**WORK ITEM:**
Write out every single entry exactly.

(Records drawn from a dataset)
PR #2804, opened 2017-12-29
r/aws_elasticsearch_domain: export kibana endpoint

### LINKED ISSUE #2802: Kibana Attribute Not available for elasticsearch
I want to be able to reference the Kibana endpoint for DNS or anything else I would like use it for later.  Currently there is only id, access_policies and domain_name that are attributes that are exported. 

Can we add kibana endpoint? 
$ terraform -version
Terraform v0.11.1
+ provider.aws v1.6.0

```
  id = esd-policy-dev-logs
  access_policies = {"Version":"2012-10-17","Statement":[{"Effect":"Allow","Principal":{"AWS":"*"},"Action":"es:*","Resource":"arn:aws:es:us-east-********/*"}]}
  domain_name = dev-logs
```

loivis:
Fixes #2802 

@fewknow, is this what you want, or rather export with `https://` scheme? The `endpoint` for elasticsearch domain itself is just a dns record, without any scheme.

### DIFF
--- a/aws/resource_aws_elasticsearch_domain.go
+++ b/aws/resource_aws_elasticsearch_domain.go
@@ -484,14 +484,14 @@ func resourceAwsElasticSearchDomainRead(d *schema.ResourceData, meta interface{}
 		if err != nil {
 			return err
 		}
-		d.Set("kibana_endpoint", endpoints["vpc"].(string)+"/_plugin/kibana/")
+		d.Set("kibana_endpoint", getKibanaEndpoint(d))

**EXERCISE RESULT:**
PR #2804, opened 2017-12-29
r/aws_elasticsearch_domain: export kibana endpoint

### LINKED ISSUE #2802: Kibana Attribute Not available for elasticsearch
I want to be able to reference the Kibana endpoint for DNS or anything else I would like use it for later.  Currently there is only id, access_policies and domain_name that are attributes that are exported. 

Can we add kibana endpoint? 
$ terraform -version
Terraform v0.11.1
+ provider.aws v1.6.0

```
  id = esd-policy-dev-logs
  access_policies = {"Version":"2012-10-17","Statement":[{"Effect":"Allow","Principal":{"AWS":"*"},"Action":"es:*","Resource":"arn:aws:es:us-east-********/*"}]}
  domain_name = dev-logs
```

loivis:
Fixes #2802 

@fewknow, is this what you want, or rather export with `https://` scheme? The `endpoint` for elasticsearch domain itself is just a dns record, without any scheme.

### DIFF
--- a/aws/resource_aws_elasticsearch_domain.go
+++ b/aws/resource_aws_elasticsearch_domain.go
@@ -484,14 +484,14 @@ func resourceAwsElasticSearchDomainRead(d *schema.ResourceData, meta interface{}
 		if err != nil {
 			return err
 		}
-		d.Set("kibana_endpoint", endpoints["vpc"].(string)+"/_plugin/kibana/")
+		d.Set("kibana_endpoint", getKibanaEndpoint(d))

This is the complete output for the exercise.